What you need to do: Copy out all lines of the material below in which "creating" occurs.

** Entries supplied follows **

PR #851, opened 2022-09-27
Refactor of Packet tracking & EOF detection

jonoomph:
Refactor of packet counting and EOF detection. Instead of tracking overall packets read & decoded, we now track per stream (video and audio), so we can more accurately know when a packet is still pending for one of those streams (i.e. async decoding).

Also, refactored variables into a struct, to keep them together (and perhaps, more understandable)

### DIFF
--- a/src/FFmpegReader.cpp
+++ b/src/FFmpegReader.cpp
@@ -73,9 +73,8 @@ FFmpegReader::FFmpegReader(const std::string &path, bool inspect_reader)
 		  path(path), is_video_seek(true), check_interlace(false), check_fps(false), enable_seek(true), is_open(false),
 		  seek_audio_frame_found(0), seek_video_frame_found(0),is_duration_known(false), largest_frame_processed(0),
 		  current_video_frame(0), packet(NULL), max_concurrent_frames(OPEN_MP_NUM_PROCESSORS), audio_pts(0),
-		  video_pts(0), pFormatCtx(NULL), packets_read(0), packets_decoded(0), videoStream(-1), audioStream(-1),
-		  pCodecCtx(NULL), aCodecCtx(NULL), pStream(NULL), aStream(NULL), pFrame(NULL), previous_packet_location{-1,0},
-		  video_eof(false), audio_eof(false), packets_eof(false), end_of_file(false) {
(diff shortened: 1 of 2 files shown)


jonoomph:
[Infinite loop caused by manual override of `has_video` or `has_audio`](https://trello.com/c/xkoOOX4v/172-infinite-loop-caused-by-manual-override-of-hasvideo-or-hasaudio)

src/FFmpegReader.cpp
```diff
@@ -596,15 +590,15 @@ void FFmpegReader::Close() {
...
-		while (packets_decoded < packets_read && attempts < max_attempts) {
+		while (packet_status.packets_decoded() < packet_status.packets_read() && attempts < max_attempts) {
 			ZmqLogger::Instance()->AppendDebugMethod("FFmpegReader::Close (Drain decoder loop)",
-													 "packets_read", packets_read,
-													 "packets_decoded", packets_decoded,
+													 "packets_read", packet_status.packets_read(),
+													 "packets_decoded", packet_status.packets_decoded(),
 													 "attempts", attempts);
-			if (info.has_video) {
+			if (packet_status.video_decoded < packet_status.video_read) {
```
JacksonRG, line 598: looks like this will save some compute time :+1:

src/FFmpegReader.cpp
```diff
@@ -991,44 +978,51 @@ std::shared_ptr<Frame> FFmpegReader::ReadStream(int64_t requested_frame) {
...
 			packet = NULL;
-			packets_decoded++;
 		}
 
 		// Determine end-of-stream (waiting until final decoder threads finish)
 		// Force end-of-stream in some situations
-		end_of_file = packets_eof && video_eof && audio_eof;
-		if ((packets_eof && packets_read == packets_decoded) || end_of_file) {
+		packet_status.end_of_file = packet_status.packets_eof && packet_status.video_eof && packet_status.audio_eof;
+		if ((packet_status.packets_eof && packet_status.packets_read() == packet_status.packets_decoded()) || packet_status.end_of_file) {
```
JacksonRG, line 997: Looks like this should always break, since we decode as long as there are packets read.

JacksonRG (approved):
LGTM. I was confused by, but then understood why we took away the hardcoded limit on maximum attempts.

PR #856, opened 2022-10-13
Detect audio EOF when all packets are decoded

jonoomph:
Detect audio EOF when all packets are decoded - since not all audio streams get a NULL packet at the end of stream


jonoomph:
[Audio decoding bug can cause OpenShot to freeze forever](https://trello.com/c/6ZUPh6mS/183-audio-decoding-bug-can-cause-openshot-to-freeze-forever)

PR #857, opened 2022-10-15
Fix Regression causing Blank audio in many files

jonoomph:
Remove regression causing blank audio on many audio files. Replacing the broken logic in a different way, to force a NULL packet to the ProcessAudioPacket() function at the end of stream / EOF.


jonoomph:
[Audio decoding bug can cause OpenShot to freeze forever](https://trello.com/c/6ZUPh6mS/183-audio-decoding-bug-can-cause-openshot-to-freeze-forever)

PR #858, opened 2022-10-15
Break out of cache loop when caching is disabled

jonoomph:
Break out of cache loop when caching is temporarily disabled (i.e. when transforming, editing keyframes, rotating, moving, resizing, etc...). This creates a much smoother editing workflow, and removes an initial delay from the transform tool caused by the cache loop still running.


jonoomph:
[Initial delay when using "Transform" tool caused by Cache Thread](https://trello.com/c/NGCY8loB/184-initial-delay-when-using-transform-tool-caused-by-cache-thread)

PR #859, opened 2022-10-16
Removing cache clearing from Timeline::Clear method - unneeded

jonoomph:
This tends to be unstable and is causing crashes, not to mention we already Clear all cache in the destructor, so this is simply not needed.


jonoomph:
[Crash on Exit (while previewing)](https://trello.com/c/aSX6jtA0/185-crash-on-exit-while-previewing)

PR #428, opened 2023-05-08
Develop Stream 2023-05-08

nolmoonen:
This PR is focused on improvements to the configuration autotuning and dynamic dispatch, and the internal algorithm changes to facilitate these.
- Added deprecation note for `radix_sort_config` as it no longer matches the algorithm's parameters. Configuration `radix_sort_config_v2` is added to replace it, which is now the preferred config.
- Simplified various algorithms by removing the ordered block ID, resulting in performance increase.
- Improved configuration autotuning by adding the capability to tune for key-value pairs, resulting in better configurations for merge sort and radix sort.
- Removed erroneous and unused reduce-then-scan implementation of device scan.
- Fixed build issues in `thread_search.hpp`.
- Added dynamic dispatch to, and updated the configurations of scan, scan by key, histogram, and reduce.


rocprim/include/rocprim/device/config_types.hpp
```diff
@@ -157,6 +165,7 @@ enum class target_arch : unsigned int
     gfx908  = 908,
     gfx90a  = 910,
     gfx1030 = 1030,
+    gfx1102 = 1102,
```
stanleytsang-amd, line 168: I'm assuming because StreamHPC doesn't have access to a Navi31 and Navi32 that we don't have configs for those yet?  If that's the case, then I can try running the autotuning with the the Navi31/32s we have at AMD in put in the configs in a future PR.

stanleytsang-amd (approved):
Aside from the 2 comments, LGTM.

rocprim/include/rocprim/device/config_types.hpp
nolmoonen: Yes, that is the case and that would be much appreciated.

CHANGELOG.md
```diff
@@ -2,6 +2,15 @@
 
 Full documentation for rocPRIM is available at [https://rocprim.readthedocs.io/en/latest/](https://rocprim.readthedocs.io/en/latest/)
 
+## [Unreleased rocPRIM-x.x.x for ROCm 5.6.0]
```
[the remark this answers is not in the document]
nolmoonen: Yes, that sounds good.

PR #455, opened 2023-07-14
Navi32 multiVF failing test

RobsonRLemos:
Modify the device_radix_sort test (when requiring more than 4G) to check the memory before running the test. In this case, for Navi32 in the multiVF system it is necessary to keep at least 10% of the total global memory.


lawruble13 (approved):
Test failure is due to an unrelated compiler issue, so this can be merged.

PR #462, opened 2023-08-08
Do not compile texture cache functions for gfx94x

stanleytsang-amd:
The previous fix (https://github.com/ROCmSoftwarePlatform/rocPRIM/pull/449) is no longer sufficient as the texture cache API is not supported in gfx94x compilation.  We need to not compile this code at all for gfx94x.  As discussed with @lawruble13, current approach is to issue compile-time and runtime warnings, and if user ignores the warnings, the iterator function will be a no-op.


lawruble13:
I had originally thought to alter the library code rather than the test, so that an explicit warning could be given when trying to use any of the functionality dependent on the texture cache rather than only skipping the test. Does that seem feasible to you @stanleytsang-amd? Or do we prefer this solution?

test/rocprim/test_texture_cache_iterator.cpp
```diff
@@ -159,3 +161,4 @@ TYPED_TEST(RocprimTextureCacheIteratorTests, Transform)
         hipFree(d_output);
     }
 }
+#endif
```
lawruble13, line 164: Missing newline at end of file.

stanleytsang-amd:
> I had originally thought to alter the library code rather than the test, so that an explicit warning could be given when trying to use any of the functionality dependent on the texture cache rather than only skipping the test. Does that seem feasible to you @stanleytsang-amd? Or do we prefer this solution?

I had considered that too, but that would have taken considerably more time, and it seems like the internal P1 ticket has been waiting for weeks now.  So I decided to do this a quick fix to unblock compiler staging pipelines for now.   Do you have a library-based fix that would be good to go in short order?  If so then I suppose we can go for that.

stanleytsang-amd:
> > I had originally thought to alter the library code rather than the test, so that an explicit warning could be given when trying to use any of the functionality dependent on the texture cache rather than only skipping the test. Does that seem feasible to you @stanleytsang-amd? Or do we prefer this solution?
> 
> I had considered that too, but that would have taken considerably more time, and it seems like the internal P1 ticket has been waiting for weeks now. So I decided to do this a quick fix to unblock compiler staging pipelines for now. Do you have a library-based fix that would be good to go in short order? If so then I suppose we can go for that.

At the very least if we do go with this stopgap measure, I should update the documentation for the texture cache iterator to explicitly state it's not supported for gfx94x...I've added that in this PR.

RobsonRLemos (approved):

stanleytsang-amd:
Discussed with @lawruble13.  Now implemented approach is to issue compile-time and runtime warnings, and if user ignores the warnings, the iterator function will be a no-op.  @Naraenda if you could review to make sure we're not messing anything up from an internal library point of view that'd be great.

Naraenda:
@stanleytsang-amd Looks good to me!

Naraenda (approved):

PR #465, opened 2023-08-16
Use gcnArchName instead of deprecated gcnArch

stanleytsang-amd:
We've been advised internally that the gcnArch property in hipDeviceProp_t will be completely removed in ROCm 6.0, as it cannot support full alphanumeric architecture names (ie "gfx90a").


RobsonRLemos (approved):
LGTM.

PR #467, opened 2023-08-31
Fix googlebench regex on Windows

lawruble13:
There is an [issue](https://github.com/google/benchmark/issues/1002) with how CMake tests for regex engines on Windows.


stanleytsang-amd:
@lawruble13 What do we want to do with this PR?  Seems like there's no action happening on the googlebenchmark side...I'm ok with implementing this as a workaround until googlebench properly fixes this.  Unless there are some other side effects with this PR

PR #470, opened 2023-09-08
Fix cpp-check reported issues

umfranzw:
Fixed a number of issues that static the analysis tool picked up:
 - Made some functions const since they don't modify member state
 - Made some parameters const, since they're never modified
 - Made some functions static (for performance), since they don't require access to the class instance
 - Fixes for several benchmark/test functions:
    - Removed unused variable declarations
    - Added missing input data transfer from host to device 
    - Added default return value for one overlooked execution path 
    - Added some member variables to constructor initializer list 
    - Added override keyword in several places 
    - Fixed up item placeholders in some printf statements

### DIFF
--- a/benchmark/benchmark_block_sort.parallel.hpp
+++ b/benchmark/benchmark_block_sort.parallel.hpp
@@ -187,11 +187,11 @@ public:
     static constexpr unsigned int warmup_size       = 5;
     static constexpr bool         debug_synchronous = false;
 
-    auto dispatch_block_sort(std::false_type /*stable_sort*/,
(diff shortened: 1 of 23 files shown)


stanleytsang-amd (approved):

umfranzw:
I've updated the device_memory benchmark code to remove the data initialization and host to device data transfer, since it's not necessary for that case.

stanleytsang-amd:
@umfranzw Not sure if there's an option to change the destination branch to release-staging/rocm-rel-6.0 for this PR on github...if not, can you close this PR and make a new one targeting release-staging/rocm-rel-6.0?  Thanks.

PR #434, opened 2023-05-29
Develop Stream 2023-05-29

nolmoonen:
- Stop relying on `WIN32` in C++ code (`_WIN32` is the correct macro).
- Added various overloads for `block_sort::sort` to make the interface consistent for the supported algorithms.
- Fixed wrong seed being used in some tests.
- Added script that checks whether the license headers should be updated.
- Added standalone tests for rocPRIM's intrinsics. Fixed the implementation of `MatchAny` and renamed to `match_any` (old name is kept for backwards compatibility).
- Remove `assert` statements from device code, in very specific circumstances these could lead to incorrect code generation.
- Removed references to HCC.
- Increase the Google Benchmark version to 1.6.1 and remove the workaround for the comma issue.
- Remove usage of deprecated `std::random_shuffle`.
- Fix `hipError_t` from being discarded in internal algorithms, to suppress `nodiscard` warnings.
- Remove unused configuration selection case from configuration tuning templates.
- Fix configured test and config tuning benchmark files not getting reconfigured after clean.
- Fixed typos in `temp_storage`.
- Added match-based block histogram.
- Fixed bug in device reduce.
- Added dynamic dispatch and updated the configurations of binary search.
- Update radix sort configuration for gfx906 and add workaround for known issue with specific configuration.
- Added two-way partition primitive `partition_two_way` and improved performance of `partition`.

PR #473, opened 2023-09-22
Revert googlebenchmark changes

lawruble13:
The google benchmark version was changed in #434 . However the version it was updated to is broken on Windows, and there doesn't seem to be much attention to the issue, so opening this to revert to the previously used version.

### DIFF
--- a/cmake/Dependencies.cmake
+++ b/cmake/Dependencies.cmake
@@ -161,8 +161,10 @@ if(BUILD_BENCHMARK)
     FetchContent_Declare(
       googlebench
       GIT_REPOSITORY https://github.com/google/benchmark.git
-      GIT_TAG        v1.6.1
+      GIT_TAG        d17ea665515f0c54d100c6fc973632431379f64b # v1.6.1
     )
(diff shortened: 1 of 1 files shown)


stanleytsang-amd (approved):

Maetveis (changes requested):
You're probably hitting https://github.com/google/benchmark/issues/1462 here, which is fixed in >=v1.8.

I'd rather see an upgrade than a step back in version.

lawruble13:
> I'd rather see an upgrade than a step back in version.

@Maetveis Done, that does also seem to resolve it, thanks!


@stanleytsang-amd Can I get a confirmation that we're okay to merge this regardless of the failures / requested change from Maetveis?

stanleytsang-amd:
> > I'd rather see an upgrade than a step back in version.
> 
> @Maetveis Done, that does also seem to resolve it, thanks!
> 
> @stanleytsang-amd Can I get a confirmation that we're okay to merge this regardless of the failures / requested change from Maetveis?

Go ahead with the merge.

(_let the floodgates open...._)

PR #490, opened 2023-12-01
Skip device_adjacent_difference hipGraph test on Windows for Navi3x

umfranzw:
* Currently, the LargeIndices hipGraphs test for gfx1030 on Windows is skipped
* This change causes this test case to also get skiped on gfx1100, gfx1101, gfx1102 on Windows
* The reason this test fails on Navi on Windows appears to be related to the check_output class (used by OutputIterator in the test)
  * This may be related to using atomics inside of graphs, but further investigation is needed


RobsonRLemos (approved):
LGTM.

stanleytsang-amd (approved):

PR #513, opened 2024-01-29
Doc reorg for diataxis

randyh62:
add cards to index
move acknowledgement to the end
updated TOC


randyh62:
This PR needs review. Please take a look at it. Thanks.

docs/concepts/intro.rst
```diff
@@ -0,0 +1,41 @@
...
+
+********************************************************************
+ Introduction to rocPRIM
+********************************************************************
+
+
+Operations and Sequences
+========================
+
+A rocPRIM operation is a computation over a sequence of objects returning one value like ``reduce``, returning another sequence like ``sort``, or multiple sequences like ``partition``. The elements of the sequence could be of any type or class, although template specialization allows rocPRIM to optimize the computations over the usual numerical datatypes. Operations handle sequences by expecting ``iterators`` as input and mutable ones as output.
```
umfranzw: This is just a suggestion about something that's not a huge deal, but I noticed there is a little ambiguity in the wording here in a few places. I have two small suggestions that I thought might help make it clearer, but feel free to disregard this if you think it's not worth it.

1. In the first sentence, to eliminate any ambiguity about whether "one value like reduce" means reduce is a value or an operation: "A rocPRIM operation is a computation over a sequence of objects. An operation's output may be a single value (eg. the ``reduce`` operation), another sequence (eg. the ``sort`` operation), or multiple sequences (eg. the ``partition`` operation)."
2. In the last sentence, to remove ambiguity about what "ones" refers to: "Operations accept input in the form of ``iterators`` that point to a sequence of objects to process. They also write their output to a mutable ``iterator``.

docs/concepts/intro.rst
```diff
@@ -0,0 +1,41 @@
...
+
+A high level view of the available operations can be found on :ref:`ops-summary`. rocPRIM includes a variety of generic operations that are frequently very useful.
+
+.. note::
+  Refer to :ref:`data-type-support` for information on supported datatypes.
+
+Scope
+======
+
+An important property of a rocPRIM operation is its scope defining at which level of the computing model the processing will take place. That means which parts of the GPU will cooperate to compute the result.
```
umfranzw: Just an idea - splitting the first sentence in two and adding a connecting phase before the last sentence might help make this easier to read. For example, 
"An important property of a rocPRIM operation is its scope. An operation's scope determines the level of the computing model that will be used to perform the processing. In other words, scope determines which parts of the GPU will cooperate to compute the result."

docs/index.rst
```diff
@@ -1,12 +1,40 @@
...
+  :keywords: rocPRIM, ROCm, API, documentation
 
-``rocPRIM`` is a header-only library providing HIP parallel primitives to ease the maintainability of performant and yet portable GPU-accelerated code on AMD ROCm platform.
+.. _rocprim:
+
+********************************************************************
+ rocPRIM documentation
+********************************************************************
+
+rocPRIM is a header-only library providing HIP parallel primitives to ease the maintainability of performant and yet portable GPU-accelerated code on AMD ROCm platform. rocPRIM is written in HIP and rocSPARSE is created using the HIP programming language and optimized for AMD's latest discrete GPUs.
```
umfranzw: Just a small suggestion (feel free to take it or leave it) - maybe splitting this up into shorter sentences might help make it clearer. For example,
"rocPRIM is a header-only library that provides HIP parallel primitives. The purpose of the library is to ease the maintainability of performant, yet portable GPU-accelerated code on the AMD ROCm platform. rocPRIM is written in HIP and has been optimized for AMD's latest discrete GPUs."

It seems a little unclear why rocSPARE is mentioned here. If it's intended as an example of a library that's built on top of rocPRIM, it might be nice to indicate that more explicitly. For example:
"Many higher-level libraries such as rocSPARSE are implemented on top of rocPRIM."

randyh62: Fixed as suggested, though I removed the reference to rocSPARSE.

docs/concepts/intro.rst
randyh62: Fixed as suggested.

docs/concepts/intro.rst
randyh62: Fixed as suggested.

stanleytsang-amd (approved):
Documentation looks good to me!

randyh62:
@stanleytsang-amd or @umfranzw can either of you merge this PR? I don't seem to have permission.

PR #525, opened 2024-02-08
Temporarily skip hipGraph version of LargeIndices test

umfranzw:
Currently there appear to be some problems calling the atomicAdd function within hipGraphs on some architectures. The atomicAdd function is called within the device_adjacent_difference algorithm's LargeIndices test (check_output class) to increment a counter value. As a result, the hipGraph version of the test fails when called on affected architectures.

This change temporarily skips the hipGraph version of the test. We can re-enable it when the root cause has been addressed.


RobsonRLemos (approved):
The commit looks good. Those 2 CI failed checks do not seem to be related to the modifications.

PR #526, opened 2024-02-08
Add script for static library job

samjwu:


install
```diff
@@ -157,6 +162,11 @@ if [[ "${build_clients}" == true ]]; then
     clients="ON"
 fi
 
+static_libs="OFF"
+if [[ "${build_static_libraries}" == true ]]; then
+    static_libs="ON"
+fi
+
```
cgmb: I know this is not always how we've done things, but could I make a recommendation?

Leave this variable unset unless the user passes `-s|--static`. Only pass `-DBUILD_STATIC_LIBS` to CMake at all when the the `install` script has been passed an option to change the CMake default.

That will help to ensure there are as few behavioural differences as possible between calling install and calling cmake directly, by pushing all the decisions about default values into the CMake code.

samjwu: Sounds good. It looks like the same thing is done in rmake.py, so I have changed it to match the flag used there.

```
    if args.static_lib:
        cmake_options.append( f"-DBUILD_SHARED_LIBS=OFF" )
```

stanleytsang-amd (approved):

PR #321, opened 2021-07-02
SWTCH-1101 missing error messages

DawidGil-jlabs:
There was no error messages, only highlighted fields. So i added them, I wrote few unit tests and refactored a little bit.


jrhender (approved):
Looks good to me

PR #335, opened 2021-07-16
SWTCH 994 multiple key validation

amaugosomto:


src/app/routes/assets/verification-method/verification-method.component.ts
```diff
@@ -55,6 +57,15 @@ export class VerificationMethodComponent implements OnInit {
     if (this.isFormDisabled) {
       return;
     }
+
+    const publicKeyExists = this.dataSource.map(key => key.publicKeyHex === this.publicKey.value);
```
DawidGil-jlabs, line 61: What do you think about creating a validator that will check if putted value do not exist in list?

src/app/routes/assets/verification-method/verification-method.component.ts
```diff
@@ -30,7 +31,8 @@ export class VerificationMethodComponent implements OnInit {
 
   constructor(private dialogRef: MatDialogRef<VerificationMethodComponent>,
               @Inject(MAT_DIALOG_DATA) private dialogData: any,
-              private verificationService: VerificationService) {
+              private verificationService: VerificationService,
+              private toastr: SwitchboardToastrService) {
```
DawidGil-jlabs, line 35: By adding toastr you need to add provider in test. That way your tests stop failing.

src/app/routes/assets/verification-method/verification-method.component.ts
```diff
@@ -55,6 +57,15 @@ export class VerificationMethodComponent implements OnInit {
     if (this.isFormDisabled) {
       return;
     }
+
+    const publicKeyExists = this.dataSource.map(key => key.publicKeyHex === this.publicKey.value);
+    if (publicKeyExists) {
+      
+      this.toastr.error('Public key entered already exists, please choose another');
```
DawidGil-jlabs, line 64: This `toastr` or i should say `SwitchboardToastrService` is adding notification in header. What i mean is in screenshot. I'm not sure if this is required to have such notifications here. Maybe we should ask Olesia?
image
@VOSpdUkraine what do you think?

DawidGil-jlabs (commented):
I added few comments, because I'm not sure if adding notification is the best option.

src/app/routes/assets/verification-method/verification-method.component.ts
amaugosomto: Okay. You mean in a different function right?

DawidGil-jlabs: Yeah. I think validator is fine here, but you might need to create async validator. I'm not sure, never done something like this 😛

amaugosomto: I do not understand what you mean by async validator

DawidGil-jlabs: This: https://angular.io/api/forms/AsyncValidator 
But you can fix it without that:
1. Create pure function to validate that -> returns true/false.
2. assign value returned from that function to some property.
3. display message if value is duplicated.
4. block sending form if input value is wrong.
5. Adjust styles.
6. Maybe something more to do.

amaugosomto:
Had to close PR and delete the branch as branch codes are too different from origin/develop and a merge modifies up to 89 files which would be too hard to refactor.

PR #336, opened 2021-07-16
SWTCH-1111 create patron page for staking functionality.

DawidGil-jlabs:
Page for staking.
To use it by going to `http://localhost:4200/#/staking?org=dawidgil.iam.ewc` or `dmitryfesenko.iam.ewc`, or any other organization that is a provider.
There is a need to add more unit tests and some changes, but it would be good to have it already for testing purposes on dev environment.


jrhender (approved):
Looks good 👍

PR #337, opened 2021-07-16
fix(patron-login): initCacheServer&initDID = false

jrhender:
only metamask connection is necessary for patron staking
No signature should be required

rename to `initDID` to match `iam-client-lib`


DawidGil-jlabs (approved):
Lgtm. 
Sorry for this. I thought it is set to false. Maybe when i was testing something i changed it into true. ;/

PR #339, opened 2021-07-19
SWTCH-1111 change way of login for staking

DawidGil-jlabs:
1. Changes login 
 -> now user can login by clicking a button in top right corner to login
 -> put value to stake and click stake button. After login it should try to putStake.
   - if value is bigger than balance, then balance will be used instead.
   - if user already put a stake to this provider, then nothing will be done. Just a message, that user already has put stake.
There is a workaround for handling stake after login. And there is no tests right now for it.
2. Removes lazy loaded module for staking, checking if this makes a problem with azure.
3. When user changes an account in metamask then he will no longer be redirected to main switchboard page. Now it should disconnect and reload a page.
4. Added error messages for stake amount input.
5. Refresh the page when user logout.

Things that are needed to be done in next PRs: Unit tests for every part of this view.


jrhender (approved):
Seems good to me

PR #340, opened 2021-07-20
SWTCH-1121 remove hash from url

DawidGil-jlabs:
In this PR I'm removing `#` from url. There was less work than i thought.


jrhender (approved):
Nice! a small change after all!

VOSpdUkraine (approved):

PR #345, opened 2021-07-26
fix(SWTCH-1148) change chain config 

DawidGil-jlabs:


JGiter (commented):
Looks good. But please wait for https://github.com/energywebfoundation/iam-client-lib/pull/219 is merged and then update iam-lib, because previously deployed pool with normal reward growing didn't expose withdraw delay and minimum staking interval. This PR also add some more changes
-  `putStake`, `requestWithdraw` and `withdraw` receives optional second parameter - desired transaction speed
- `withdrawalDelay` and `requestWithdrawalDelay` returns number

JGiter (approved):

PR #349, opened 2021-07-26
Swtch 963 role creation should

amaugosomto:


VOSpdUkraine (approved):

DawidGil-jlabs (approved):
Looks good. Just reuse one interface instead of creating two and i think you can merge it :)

** End of Entries supplied **

Written solution:
DawidGil-jlabs, line 61: What do you think about creating a validator that will check if putted value do not exist in list?
Looks good. Just reuse one interface instead of creating two and i think you can merge it :)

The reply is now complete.